The playmaking center was banged up enough that he missed Monday’s practice and one still wonders if he’s been nursing an injury this season, but Krejci has been elevating his game since the trade deadline. He has a goal and six points in eight games in March and finished with a goal and two points, along with a plus-2 rating in Tuesday night’s loss. He was the best player on the ice for Boston and the 20:50 of ice time would seem to signify that: he jumped on the rebound of a David Pastrnak shot for Boston’s first goal, and then gave them an early lead with a slick PK pass that led Loui Eriksson in for a short-handed goal. Krejci, Eriksson and Pastrnak are really coming together as a line this month and giving the Bruins another viable offensive line to count on. Unfortunately, we learned again against San Jose that the Bruins need more than one line going if they’re going to have success against good teams.

3) Watching Brent Burns another reminder of what the Bruins don’t have

Burns scored his 26th goal of the season to set a new record for defensemen with the Shark, and tied the score after stepping in as the trailer with a shot that was aided by a deflection off Ryan Spooner’s stick. The All-Star D-man’s production is no accident and was part of a whopping 12 shot attempts that Burns fired on net in his 26 plus minutes of ice time. The 31-year-old is on pace for 31 goal and 76 points this season and is a hulk of a No. 1 defenseman in the prime of his career. He can move the puck and obviously score, but he’ll also play the heavy, shot-blocking game that’s sometimes needed by San Jose as well. The Bruins have 38-year-old Zdeno Chara playing a pretty solid level right this moment, but they need a No. 1 D-man in his prime like Burns on their roster as soon as possible. They won’t Cup contenders without one. That is much easier said than done for the B’s, and that remains the challenge for Don Sweeney in the offseason.

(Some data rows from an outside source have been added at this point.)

PR #1310, opened 2026-06-08
Add Instana APM plugin scaffold and registration

hashi-divyansh:
**Description:**
[Ticket](https://hashicorp.atlassian.net/browse/NMD-1576?atlOrigin=eyJpIjoiMDcyNTU5N2RjNDM5NDlhYjhkMWJkMDBkMmNiNGNhNTAiLCJwIjoiaiJ9)
Adds the scaffolding for a new built-in Instana APM plugin. This is the first of two PRs to deliver full Instana support in the autoscaler.

**What's in this PR**
Adds the skeleton for the Instana built-in APM plugin — the struct, config validation, and registration wiring — so the autoscaler recognises `driver = "instana"` in a policy config. The plugin validates the required `endpoint` URL and `api_token` (with `INSTANA_API_TOKEN` env fallback) at startup but does not make any HTTP calls yet. Query logic comes in next follow-up PR .

### DIFF
--- a/plugins/builtin/apm/instana/main.go
+++ b/plugins/builtin/apm/instana/main.go
@@ -1,0 +1,19 @@
+// Copyright IBM Corp. 2020, 2026
+// SPDX-License-Identifier: MPL-2.0
+
+package main
+
+import (
+	hclog "github.com/hashicorp/go-hclog"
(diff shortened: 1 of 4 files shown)


Juanadelacuesta (approved):
So far it looks good!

*David Krejci finished with a goal and two points, five shot attempts and 10-of-18 faceoff wins in 20:50 of ice time, and now has a goal and six points in eight games in March while picking up his game at crunch time.

*Loui Eriksson finished with a short-handed goal, four shots on goal and was very good in a whopping 21:56 of ice time for the Bruins as the chemistry comes alive with David Krejci and David Pastrnak. He has three goals and five points in his last three games, and is catching fire again after a slow stretch right around the trade deadline.

*Brent Burns was a beast all night with a goal and two points, a game-high 12 shot attempts as a constant offensive threat and a massive 26 plus minutes of ice time as the linchpin of San Jose’s D-man corps. He’s one of the best in the league and set a San Jose franchise record with his 26th goal as a defenseman on Tuesday night.


*No shots on net and no offensive presence for Jimmy Hayes. Even worse, he took a couple of penalties including an illegal check to the head call in the third period that led to the game-winning, power-play goal for the Sharks. It’s one thing if Hayes is going to disappear as a 6-foot-6 forward, but it’s infinitely worse when his penalties and mistakes are costing the Bruins.

*Dennis Seidenberg was on the ice for all three goals against, was a minus-2 for the game in 15:07 of ice time and had a tough night in the defensive zone against one of the big, heavy teams the B’s will face on this trip.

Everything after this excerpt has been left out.